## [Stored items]
= = =

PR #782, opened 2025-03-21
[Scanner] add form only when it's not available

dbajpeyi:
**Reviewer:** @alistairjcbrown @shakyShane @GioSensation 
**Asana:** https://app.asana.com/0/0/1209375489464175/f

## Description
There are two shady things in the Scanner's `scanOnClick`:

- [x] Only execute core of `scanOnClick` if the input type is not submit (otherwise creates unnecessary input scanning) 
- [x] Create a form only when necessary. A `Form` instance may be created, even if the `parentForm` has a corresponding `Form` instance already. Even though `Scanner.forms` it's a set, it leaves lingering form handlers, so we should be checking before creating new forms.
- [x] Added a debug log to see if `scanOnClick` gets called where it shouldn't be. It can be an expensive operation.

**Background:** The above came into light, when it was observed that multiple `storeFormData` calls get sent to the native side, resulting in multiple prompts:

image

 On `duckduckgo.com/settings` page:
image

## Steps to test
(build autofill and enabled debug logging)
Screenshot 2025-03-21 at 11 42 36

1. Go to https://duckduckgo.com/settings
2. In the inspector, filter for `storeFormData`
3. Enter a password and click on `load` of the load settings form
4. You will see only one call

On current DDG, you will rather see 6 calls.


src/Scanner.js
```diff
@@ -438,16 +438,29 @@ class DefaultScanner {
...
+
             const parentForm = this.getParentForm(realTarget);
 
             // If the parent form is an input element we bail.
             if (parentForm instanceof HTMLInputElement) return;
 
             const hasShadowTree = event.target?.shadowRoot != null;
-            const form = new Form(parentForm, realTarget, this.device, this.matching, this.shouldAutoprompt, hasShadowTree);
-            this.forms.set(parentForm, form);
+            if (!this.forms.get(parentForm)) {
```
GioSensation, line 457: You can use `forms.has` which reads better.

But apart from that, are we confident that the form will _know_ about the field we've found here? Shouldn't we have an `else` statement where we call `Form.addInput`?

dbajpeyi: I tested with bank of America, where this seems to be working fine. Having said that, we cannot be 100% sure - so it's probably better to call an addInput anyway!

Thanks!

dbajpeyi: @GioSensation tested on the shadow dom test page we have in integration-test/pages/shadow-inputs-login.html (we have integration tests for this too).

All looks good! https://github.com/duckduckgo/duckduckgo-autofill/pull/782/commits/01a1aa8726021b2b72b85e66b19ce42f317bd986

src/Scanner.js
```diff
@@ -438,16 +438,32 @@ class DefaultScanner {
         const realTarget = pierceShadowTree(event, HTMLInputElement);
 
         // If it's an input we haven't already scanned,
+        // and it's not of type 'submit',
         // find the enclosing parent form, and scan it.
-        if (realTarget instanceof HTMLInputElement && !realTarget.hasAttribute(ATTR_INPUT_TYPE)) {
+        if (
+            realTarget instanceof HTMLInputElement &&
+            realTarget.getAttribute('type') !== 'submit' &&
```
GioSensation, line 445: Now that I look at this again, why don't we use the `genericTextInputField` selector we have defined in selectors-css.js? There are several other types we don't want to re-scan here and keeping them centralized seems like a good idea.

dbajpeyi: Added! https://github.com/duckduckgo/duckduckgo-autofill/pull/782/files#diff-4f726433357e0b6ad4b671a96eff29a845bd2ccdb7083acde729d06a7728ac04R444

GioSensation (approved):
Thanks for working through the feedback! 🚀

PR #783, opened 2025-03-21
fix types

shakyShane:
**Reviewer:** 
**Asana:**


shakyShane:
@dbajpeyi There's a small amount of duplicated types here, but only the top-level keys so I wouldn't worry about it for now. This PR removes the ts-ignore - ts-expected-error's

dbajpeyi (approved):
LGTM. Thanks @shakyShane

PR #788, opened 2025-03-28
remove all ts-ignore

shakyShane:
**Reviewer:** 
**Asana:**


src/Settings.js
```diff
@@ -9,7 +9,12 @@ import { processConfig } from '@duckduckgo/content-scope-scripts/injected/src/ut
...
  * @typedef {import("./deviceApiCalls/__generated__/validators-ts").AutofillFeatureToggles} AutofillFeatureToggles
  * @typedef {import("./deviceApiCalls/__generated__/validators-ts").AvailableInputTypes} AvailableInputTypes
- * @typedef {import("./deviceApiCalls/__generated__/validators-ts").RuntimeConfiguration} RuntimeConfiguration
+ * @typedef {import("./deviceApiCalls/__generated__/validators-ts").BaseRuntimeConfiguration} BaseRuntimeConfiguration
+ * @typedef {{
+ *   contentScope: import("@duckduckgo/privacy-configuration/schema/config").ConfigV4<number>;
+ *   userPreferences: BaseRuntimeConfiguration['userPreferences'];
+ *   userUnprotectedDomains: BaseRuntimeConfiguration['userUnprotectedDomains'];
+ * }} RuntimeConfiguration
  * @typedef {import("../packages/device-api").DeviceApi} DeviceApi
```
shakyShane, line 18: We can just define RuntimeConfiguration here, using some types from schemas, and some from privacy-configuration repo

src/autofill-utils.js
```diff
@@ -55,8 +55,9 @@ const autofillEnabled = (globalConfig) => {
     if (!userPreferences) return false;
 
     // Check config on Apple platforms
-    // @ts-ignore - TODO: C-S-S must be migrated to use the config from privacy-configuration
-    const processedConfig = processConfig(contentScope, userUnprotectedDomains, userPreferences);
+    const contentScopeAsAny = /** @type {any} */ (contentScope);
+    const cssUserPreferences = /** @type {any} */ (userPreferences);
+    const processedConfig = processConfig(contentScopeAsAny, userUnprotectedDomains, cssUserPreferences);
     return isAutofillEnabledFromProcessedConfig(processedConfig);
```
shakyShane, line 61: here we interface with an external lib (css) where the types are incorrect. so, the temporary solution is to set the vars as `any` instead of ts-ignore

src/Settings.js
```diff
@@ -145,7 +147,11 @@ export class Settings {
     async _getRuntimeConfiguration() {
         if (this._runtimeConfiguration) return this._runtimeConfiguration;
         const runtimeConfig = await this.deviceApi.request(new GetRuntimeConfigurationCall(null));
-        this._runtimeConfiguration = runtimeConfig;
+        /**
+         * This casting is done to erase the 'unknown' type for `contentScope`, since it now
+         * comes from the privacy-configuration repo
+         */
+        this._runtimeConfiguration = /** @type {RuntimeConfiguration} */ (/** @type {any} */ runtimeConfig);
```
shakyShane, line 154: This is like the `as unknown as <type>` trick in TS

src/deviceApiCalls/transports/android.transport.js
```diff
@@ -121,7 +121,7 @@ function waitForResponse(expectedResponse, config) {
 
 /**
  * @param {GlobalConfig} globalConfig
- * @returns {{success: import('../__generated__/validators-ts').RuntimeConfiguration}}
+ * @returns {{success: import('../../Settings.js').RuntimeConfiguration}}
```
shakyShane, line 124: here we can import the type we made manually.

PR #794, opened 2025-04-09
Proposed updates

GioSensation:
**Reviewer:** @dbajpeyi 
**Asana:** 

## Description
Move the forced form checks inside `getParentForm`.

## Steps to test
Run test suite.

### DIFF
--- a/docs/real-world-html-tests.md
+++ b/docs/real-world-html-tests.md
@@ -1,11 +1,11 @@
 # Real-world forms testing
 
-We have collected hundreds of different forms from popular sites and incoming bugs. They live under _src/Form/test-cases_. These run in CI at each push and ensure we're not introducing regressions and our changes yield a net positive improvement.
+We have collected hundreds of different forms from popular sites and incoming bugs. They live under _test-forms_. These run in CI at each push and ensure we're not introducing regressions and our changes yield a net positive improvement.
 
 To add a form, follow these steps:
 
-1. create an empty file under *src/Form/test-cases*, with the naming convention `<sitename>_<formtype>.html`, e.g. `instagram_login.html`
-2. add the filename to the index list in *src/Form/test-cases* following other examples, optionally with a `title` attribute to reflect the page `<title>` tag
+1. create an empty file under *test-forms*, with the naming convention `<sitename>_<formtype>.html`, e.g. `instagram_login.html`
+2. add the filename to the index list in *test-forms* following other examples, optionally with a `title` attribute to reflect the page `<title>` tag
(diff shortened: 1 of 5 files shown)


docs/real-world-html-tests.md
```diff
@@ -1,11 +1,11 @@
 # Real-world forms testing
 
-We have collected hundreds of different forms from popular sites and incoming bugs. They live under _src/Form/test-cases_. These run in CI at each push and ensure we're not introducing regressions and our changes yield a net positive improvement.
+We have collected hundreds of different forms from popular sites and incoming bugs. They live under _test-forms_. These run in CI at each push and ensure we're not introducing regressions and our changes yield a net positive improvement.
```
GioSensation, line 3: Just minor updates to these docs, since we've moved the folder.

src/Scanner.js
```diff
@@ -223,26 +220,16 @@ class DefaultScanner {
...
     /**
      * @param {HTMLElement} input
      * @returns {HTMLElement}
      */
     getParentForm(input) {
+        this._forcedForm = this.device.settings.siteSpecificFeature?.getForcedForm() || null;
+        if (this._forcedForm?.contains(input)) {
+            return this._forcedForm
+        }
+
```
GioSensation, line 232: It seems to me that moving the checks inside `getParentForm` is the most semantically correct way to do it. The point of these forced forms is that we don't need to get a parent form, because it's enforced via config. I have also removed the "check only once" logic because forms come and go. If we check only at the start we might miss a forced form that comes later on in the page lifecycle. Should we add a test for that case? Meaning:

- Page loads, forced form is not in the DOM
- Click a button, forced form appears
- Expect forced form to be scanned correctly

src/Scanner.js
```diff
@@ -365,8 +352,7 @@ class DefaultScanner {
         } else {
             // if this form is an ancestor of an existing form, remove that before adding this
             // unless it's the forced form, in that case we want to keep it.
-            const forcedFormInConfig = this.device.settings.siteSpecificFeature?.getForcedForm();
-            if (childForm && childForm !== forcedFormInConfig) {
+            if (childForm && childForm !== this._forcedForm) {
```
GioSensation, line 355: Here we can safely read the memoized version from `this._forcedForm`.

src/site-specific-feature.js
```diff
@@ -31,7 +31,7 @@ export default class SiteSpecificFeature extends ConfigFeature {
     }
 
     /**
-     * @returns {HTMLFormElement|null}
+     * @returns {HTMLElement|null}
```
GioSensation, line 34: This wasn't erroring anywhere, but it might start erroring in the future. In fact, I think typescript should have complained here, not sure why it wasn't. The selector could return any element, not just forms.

= = =

## [About this exercise]
Could you please retype the lines from the start of the data through the line with "There are two", both included, and nothing else?

## [Written reply]
PR #782, opened 2025-03-21
[Scanner] add form only when it's not available

dbajpeyi:
**Reviewer:** @alistairjcbrown @shakyShane @GioSensation 
**Asana:** https://app.asana.com/0/0/1209375489464175/f

## Description
There are two shady things in the Scanner's `scanOnClick`:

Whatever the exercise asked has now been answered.